Hakkari Belediyesi'ne kayyım atanması ve DEM Partili başkanın tutuklanmasına karşı başlayan mücadele birçok şehirde devam ediyor. Hakkari'de halk günlerdir sokakta. İstanbul'da her hafta kayyıma karşı nöbetler tutulurken 29 Haziran günü İstanbul Kartal'da bir protesto mitingi yapıldı. Sosyalist İşçi yazarları ve okurları da oradaydı. Protestoların öne çıktığı bir diğer şehir ise Diyarbakır. DEM Partili aktivistler türlü eylemliliklerle tepkilerini sürdürüyor. Ayrıca tüm Kürt şehirlerinde yürüyüşler ve açıklamalar yapılıyor. Bu mücadele hayati önemdedir, çünkü mücadelenin ve toplumsal tepkinin yokluğunda sıra diğer DEM belediyelerine gelebilir.
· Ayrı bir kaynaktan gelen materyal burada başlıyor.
Issue #861, opened 2017-06-07
Deprecate IHttpAuthenticationFeature.IAuthenticationHandler


davidfowl:
We deprecated the property on HttpContext but not on the feature interface

https://github.com/aspnet/HttpAbstractions/blob/c06ed8c29abe606ad7a36915d85d066e59699f27/src/Microsoft.AspNetCore.Http.Features/Authentication/IHttpAuthenticationFeature.cs#L12

/cc @Tratcher @HaoK

Tratcher:
We're still using .User

Tratcher:
Oh, I see. Nobody uses the feature interfaces directly

davidfowl:
So we should just outright delete the property then.

Tratcher:
There was some theory about not killing 1.1 middleware, but I don't know how realistic that is.

PR #863, opened 2017-06-07
Deprecate the IAuthenticationHandler property

davidfowl:
#861

### DIFF
--- a/src/Microsoft.AspNetCore.Http.Features/Authentication/IHttpAuthenticationFeature.cs
+++ b/src/Microsoft.AspNetCore.Http.Features/Authentication/IHttpAuthenticationFeature.cs
@@ -1,6 +1,7 @@
 // Copyright (c) .NET Foundation. All rights reserved.
 // Licensed under the Apache License, Version 2.0. See License.txt in the project root for license information.
 
+using System;
 using System.Security.Claims;
 
 namespace Microsoft.AspNetCore.Http.Features.Authentication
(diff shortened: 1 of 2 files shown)


src/Microsoft.AspNetCore.Http.Features/Authentication/IHttpAuthenticationFeature.cs
```diff
@@ -9,6 +10,7 @@ public interface IHttpAuthenticationFeature
     {
         ClaimsPrincipal User { get; set; }
 
+        [Obsolete("This is obsolete and will be removed in a future version. The recommended alternative is to use Microsoft.AspNetCore.Authentication.AuthenticationHttpContextExtensions. See https://go.microsoft.com/fwlink/?linkid=845470.")]
```
Tratcher: Drop "The recommended alternative is to use Microsoft.AspNetCore.Authentication.AuthenticationHttpContextExtensions."? It's not a direct replacement for this API.

davidfowl:
@HaoK Just the entry points.

Tratcher:
We should at least do AuthenticationManager. That would get any code that was accepting it.

HaoK:
@Tratcher just the class and not all of the methods right?

Tratcher:
At least the class. And at that point why not do the methods too?

HaoK:
How would they ever call these methods without going through context.Authentication?

Tratcher:
`public void DoAuth(AuthenticationManager manager);`

Yes someone would have to call context.Authentication before calling this method, but that may not even be in the same project as a method accepting AuthenticationManager.

HaoK:
So in that usage it would be enough to have it on the class then right?  They'd only have access to the methods via context.Authentication or an explicit type reference

Tratcher:
Right, but at that point why not just do all the methods? It's just some copy-paste?

HaoK:
I'm just trying to avoid the viral spread of obsolete/pragmas, if the methods don't spread pragamas sure...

Bunun provası yerel seçimlerden hemen sonra Van'da yapılmış ve seçme-seçilme haklarına sahip çıkan halkın muazzam direnişiyle girişim püskürtülmüştü. Fakat tehlike geçmedi. Yargıtay'da Van Belediye Başkanı Zeydan Karalar hakkında açılmış bir dava mevcut. Mardin Belediye Başkanı Ahmet Türk ise yargılandığı Kobane davasında 10 yıllık bir cezaya çarptırıldı. İki dönem kayyım atanan, yani devlet tarafından el koyulan HDP/DEM belediyelerine yapılan özel baskı sadece Kürt halkına değil Batı'da yaşayanlara da baskı, yasaklar, demokratik hakların gaspı olarak döndü. İşimizi, ekmeğimizi, sendikal haklarımızı savunma mücadelemiz bu demokrasi mücadelesinden ayrı şeyler değildir.

Açık Radyo Susturulamaz

On yıllardır yayın hayatını sürdüren ve emeğin, doğanın, dışlananların sesi olan Açık Radyo’ya uygulanan baskılar sürüyor. Daha önce bir yayında “Ermeni Soykırımı” ifadesi kullanıldığı gerekçesiyle RTÜK tarafından idari para ve ilgili programa 5 gün yayın durdurma cezaları verildi. Ardından bu kararı mahkemeye taşıyan Açık Radyo’nun lisansı, yayın durdurma kararını uygulamadığı gerekçesiyle RTÜK tarafından iptal edildi. Kısa süre içinde İdare Mahkemesi tarafından yürütmeyi durdurma kararı alınması sayesinde kapatılamayan Açık Radyo yeni bir karar verilene kadar yayına devam edecek. Ancak RTÜK’ün tafsilatlı kararı adeta istihbarat destekli araştırma kuruluşlarının raporlarından çıkmış gibiydi ve Açık Radyo “halkı kin ve düşmanlığa tahrik” etmekle suçlanıyordu. İddiaları reddeden ve söz konusu programda yapılan konuşmaların ifade özgürlüğü ve basın etiği bakımından herhangi bir sorun teşkil etmediğini açıklayan Açık Radyo yaptığı duyuruda “Açık Radyo’nun temel sloganı ‘Kâinatın tüm seslerine, renklerine ve titreşimlerine Açık Radyo’ olmuştur. Bu çerçevede, radyomuzun, ‘Irk, dil, din, cinsiyet, sınıf, bölge ve mezhep farkı gözeterek toplumu kin ve düşmanlığa tahrik edemez veya toplumda nefret duyguları oluşturamaz.’ şeklindeki bir yasa maddesini ihlal ettiğinin iddia edilmesi bile bizim için son derece anlaşılmaz ve üzücü bir durumdur. “ ifadelerini kullandı. Öte yandan aralarında sanatçıların, yazarların, akademisyenlerin, siyasetçilerin, kurum temsilcileri ve aktivistlerin bulunduğu 515 kişi Açık Radyo’nun lisansını iptal eden RTÜK’ü karardan dönmeye çağıran bir açıklama yayınladı. Yine yüzlerce insan da Açık Radyo’nun yayın yaptığı binaya giderek dayanışma duygularını radyo çalışanlarıyla paylaşarak Açık Radyo’nun yalnız olmadığını ifade ettiler. 

Açık Radyo susturulamaz!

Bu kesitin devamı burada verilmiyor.